Het landschap laat een troosteloze indruk na. Is het nu door het weer of hebben we pech en kiezen we voor een baan waar niet veel te beleven valt? Ik weet het niet maar al vlug zijn we op het landschap uitgekeken. De ganse dag rijden we van het ene pover dorpje naar het andere. Waar we in Polen normaal gezien op gewone wegen 90 km/uur mogen rijden, valt het hier dik tegen. Constant lezen we Kontrola Radorova met daarachter 40, 50 of 70 km/uur. Het vlot niets en we hebben heel wat kilometers te vreten. Bij ons merk je al vlug dat er toch snelheidsduivels zijn die de voorgeschreven maximum snelheid aan hun laars lappen maar hier houdt men er zich aan want de boetes zijn voor de inwoners van een land dat aan een heropstanding bezig is verschrikkelijk duur.
Wat valt ons die eerste dag Polen zoal op?
Zowel hier als in Oost-Duitsland, is men niet gierig geweest met het plaatsen van windmolens. Alvast geen overbodige kost want waaien doet het hier voldoende en daarbovenop is het goed voor het milieu.
Vergeleken met ons Belgenlandje is het hier spotgoedkoop: diesel 0,810 , 1 kg aardbeien 0,80 , 1 kg asperges 1,60, een brood 0,40 en ga zo maar verder.
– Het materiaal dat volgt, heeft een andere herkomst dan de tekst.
PR #387, opened 2020-04-09
Add specific shell command support for FreeBSD.

gbrail:
The main change is to use the versions of cp and ln from the coreutils
package, which support all the options that Bazel is expecting -- the
default versions do not.

(Please note that I'm not a BSD expert -- but I have a small project that builds and runs there and this change helped me move forward.)


irengrig:
This is great!
Unfortunately, I can not think of a quick way for me to check it - and I really want this PR to absorb my recent fixes from #377.
Could you possibly have a look whether it works after my changed (see the commit in this PR)?
Thank you!

UebelAndre:
Oof, looks like CI isn't happy about something. @gbrail if you have time to take a look, I'd be happy to merge these changes 😄

tools/build_defs/shell_toolchain/toolchains/impl/bsd_commands.bzl
```diff
@@ -0,0 +1,162 @@
...
+
+def symlink_to_dir(source, target):
+    text = """local target="$2"
+mkdir -p "$target"
+if [[ -f "$1" ]]; then
+  gln -s -t "$target" "$1"
+elif [[ -L "$1" ]]; then
+  gcp $1 $2
+elif [[ -d "$1" ]]; then
+  local children=$(find -H "$1" -maxdepth 1 -mindepth 1)
```
UebelAndre, line 93: There was a recent bugfix for this section of code on other platforms. Does this also suffer from the same issue solved in https://github.com/bazelbuild/rules_foreign_cc/pull/416 ?

PR #393, opened 2020-04-24
Add Apache Thrift example

c4milo:
Update: I got it working using cmake. 

👋 I'm sending this PR to get help building Apache Thrift and also to contribute the example. It currently fails with the following: 

```
...nerate/thrift-t_lua_generator.o src/thrift/generate/thrift-t_netcore_generator.o src/thrift/generate/thrift-t_netstd_generator.o src/thrift/generate/thrift-t_ocaml_generator.o src/thrift/generate/thrift-t_perl_generator.o src/thrift/generate/thrift-t_php_generator.o src/thrift/generate/thrift-t_py_generator.o src/thrift/generate/thrift-t_rb_generator.o src/thrift/generate/thrift-t_rs_generator.o src/thrift/generate/thrift-t_st_generator.o src/thrift/generate/thrift-t_swift_generator.o src/thrift/generate/thrift-t_xml_generator.o src/thrift/generate/thrift-t_xsd_generator.o -ll src/thrift/libparse.a -lpthread
/bin/sh: ../../libtool: No such file or directory
make[3]: *** [thrift] Error 127
make[2]: *** [all-recursive] Error 1
make[1]: *** [all-recursive] Error 1
make: *** [all] Error 2
```

Apache Thrift ships with its own libtool wrapper script but for some reason `make` cannot find it. 
cc: @werat


c4milo:
@googlebot I signed it!

fuhailin:
Is there any update about this PR?

c4milo:
Can someone please review this and merge if it makes sense?

jsharpe:
This PR needs updating to the new api changes that have happened since this was first created. Also it duplicates builds of examples which are now more completely done in the examples directory i.e. bison and OpenSSL.

As a general rule we're trying to limit the examples to something that tests a unique use case of the rules, what does thrift show that other existing examples don't? Also these examples should be enabled in the CI test suites (ideally on all platforms including RBE and windows) so they actually get built. Longer term this kind of thing may be better suited to live in the bzlmod registry repository but that project isn't at the point that it'd be ready to accept such contributions yet.

PR #615, opened 2021-11-26
Improve validation in ports and issuers requests

Lyczeq:
**Description**

- Validation for ports to not be able to use the `0` PORT
- Requests in the Issuers shouldn't be negative numbers


core-ui/src/components/Predefined/Create/Issuers/Issuers.create.js
```diff
@@ -319,6 +319,8 @@ function IssuersCreate({
         tooltipContent={t('issuers.tooltips.requests')}
         placeholder={t('issuers.placeholders.requests-per-day')}
         input={Inputs.Number}
+        validate={requests => typeof requests === 'number' && requests >= 0}
```
dariadomagala, line 322: Can we move this validation to the `Number.js` file, so it works for every such input?

dariadomagala (approved):

PR #639, opened 2021-12-01
Add word wrapping in the generic table

wchrapka:
**Description**

Add a change to wrap long phrases in table cells.

**Related issue(s)**


shared/components/GenericList/GenericList.scss
```diff
@@ -65,6 +65,7 @@
   td {
     vertical-align: middle;
     min-width: 3em;
+    word-break: break-all;
```
akucharska, line 68: Maybe break0word would be better?

akucharska (approved):

PR #641, opened 2021-12-01
Fix scrolling page when mouse is over monaco container

wchrapka:
**Description**

Fixes scrolling page when mouse is over a monaco container and removes the scrollbars from the main iframe container to disallow double scrolls.

**Related issue(s)**

### DIFF
--- a/core-ui/src/shared/components/ReadonlyEditorPanel.js
+++ b/core-ui/src/shared/components/ReadonlyEditorPanel.js
@@ -10,6 +10,9 @@ export function ReadonlyEditorPanel({ title, value, editorProps }) {
     minimap: {
       enabled: false,
     },
+    scrollbar: {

De periode van lange files aan een winkel waar de rekken voor de helft gevuld zijn is voorgoed voorbij. In de grote steden rijzen de supermarkten uit de grond. Ketens zoals Intermarché, Carrefour, Liddl, Kaufhaus, Aldi, we vinden ze hier allemaal terug en ze hebben allen goed gevulde rekken. Alleen de prijzen zijn veel billijker dan bij ons.
In de kleine dorpen is het wel nog anders. Daar moet men op de stoep een bord zetten met SKLEP-winkel of men ziet niet dat er iets te koop is. Wat er daar te koop is en of het wel een winkel is kunnen we van buiten niet merken. Meestal zijn het huisjes met tralies voor en zeer kleine ramen. Binnengaan is de boodschap om te gaan loeren wat er aangeboden wordt.
Wat de woningen betreft: alweer een verschil tussen de stad en het platteland. De steden beginnen hoe langer hoe meer op het westen te lijken. De huizen hebben een opknapbeurt gekregen, sommigen hebben een tuintje en de panden met geschiedenis staan er verzorgd bij. In de dorpen daarentegen vinden we ofwel die echte woonkazernes waar tientallen gezinnen een onderdak vinden en waar op elk terrasje de was hangt te drogen of een resem vuilnisbakken staat. Ofwel leven ze in een peperkoeken huisje waar de elektriciteitsdraden buiten aan de gevel hangen te zwieren, de kalk van de muren bladdert en de gordijntjes er vaak belabberd voor de ramen hangen. Een opgewekt kleurtje zou niet misstaan.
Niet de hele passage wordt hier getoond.